── DATASET RECORDS
PR #7, opened 2021-05-11
Feature/apm 290579 implement self monitoring

mmajcher:
Live example 

https://console.aws.amazon.com/cloudwatch/home?region=us-east-1#dashboards:name=DynatraceLogForwarder-SelfMonitoring-us-east-1-dynatrace-aws-logs;start=PT1H

account 9080


template-aws-logs.yaml
```diff
@@ -141,6 +149,323 @@ Resources:
...
+                      "height": 6,
+                      "width": 12,
+                      "y": 6,
+                      "x": 12,
+                      "type": "metric",
+                      "properties": {
+                          "metrics": [
+                              [ "DT/LogsStreaming", "Kinesis record age", "function_name", "${__LambdaName__}", { "stat": "Minimum" } ],
+                              [ "...", { "stat": "Average" } ],
+                              [ "..." ]
```
wojtasskorcz, line 173: Shouldn't it be `{ "stat": "Average" }` here?

template-aws-logs.yaml
```diff
@@ -141,6 +149,323 @@ Resources:
...
+                      "height": 6,
+                      "width": 12,
+                      "y": 0,
+                      "x": 0,
+                      "type": "metric",
+                      "properties": {
+                          "view": "timeSeries",
+                          "stacked": false,
+                          "metrics": [
+                              [ "AWS/Lambda", "Invocations", "FunctionName", "BeluAWSLogsPerformanceTest_inputLogsProducingLambda" ]
```
wojtasskorcz, line 442: this and below is fishy

template-aws-logs.yaml
mmajcher: If this is not specified then it's taken from higher level "stat", there is stat=Maximum 5 lines below

template-aws-logs.yaml
```diff
@@ -141,6 +149,323 @@ Resources:
...
+                  {
+                      "height": 6,
+                      "width": 12,
+                      "y": 42,
+                      "x": 12,
+                      "type": "metric",
+                      "properties": {
+                          "metrics": [
+                              [ "DT/LogsStreaming", "Requests duration", "function_name", "${__LambdaName__}", { "stat": "Minimum" } ],
+                              [ "..." ],
```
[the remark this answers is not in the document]
mmajcher: Same as previous example, it takes stat=Average from higher level.
This is auto-generated from Cloudwatch and I have no idea how the "main stat" (level up in this object) is decided. Anyhow, it does work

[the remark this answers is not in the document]
wojtasskorcz: Interesting, thanks :)

wojtasskorcz (approved):

wojtasskorcz (approved):

src/logs/logs_sender.py
```diff
@@ -92,38 +109,40 @@ def prepare_serialized_batches(logs: List[Dict]) -> List[str]:
...
-def ensure_content_length(log_entry):
+def ensure_content_length(log_entry, context):
     log_content = log_entry.get("content", "")
     log_content_len = len(log_content)
     if log_content_len > DYNATRACE_LOG_INGEST_CONTENT_MAX_LENGTH:
         # placeholder for APM-290579 Implement self-monitoring
         # dynatrace-azure-logs-ingest/logs_ingest/main.py:117
         # self_monitoring.too_long_content_size.append(log_content_len)
 
+        context.sfm.log_content_trimmed()
```
dt-be, line 138: Please clean the placeholder above.

+ i'd rather report what was the original length that bool if required trimming. It seems more informative to me, e.g., if it's a problem for the customer, he might be able to manipulate the limit in Dynatrace cluster. 
(Admittedly, there is little chance of this happening unless we document it, but it still seems a step in the right direction)

wojtasskorcz: Would you like to sum the length of trimmed logs when sending a metric datapoint to CW? Because then I see no added value for the customer. If not, how would we report it to CloudWatch?

dt-be (approved):

src/logs/logs_sender.py
wojtasskorcz: Well, then we should report it *in addition* to the number of trimmed logs because it's also important.

Anyway, I think we can add it in the future if customers ask for it (similarly to how we added region reporting in metric streaming when the need arrived) but right now I'm against prolonging the work on this PR, especially since the comment comes two days after Marek initially presented it to us. I think it's asking a bit too much to add non-essential stuff after such a long period

PR #9, opened 2021-05-18
Fix description of --role-arn script parameter

wojtasskorcz:
See `--role-arn` description in https://docs.aws.amazon.com/cli/latest/reference/logs/put-subscription-filter.html


dt-be:
You might want to rename that one, too:

dynatrace-aws-log-forwarder-template.yaml >RoleForSubscriptionFilters

dt-be (approved):

PR #10, opened 2021-05-21
APM-283479 Performance test dashboard - Lambda errors & Total decompressed

dt-be:
Added widget for Lambda errors & Total decompressed MB

After a lot of second and third thoughts I've kept my reordering - for me it's better for debugging issues, previous 'organized in sections' structure imho doesn't and is more about esthetics than practicality. Other opinions welcome, I can reorder it back and squeeze the new chart somewhere, if you prefer.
────
TASK BRIEF –
Scan the data for the string "context" and copy each line in which it occurs.

SOLUTION TO THIS PROBLEM –
+def ensure_content_length(log_entry, context):
+        context.sfm.log_content_trimmed()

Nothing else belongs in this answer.